WORKING DATA Start Marker

PR #1529, opened 2021-02-25
May it be better this tittle?

DocOc98:


rpspringuel:
No.  This is not better.  the `doc_` prefix (and others like it) are necessary to keep the build and packaging scripts happy so that only the necessary files end up in the distributions.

WORKING DATA End Marker

## [THE PROBLEM]
Go through the records and copy all of them exactly.

## [SOLUTION]
PR #1529, opened 2021-02-25
May it be better this tittle?

DocOc98:


rpspringuel:
No.  This is not better.  the `doc_` prefix (and others like it) are necessary to keep the build and packaging scripts happy so that only the necessary files end up in the distributions.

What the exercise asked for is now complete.